MSME Registration in India: A Full Guide

Micro, small, and medium enterprises (MSMEs) are the motivational power of India's economy as they generate a large part of employment, industrial production, and exports. The Government of India has recognized its central role, and hence, MSMEs provide profit and encouragement. MSME registration, now Udyam registration, is required to enjoy these benefits.

Classification of MSMEs

MSME classification is done according to investment in plant and machinery or equipment, and turnover per year:

  • Micro Enterprises: Up to ₹1 crore investment and up to ₹5 crore turnover.
  • Small Businesses: Investment maximum of ₹10 crore and turnover maximum ₹50 crore.
  • Medium Enterprises: Investment up to ₹50 crore and turnover up to ₹250 crore.

These thresholds equally apply to manufacturing and service sectors.

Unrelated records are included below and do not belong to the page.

PR #5778, opened 2022-10-18
test: invalid cache plan with prepare stmt

a631807682:
- [x] Do only one thing
- [x] Tested

related to https://github.com/go-gorm/postgres/pull/137

### DIFF
--- a/tests/migrate_test.go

Why Register a Partnership Firm?

Though registration of a partnership firm is not obligatory under the Indian Partnership Act, 1932, it is strongly encouraged because of the several advantages which a registered partnership firm gets:

Legal Recognition: A registered partnership firm enjoys the legal recognition which makes it more trustworthy and credible in the eyes of clients, suppliers, and banks.
Right to Sue: Such a firm, being registered only, can sue or be sued before a court of law. This legal status is important to enforce contractual rights.
Conversion and Expansion: A registered company can be converted into other forms of business such as a Limited Liability Partnership (LLP) or a private company easily, which allows for expansion and growth of the business.
Access to Credit: Registered companies enjoy easier access to credit facilities from financial institutions because of their legal status.
Perpetual Succession: Registration guarantees the continuity of the firm in spite of changes in partnership, including admission or retirement of partners.

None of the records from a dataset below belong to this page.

PR #5782, opened 2022-10-19
feat(PreparedStmtDB): support reset

a631807682:
- [x] Do only one thing
- [x] Tested


prepare_stmt.go
```diff
@@ -44,6 +44,12 @@ func (db *PreparedStmtDB) Close() {
 	}
 }
 
+func (db *PreparedStmtDB) Reset() {
+	db.Close()
```
jinzhu, line 48: Maybe we need to range `db.Stmts` and close all prepared statement, `Close` will only close prepared statements in this session.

Procedure for Registration of a Partnership Firm

The procedure for registration of a partnership firm in India requires the following steps:

1
Select a Unique Name: Designate a unique name for the firm that doesn't violate any existing trademarks.
2
Prepare a Partnership Deed: This is a legal agreement that stipulates the terms and conditions of the partnership, including: The firm's name and address, as well as the partners' names and addresses
  • Nature of the business
  • Each partner's capital contribution
  • Ratio of profit and loss sharing
  • Responsibilities and obligations of partners
  • Dispute resolution mechanisms
3
Stamping of the Partnership Deed: The deed is required to be printed on a non-judicial stamp paper of suitable value, which is different for different states, and signed by all partners.
4
Registration with the Registrar of Firms: File the following documents with the Registrar of Firms in the state where the firm is situated:
  • Application for registration in Form 1
  • Partnership deed filled correctly
  • Affidavit of intention to become partners
  • Evidence of the principal place of business
  • Partner's identity and address proof
5
Payment of Registration Fee: The fee for registration is state-dependent and is determined based on the firm's capital contribution.
6
Issuance of Registration Certificate: On verification of documents, the Registrar will issue a Certificate of Registration, certifying the existence of the partnership firm as a matter of law.

Documents to be Furnished for Registration

To register a firm of partnership, the following documents are usually to be furnished:

Partnership Deed
PAN cards of partners
Address proof of partners (voter ID, Aadhar card, passport, etc.)
Address proof of the firm (utility bills, rent agreement, etc.)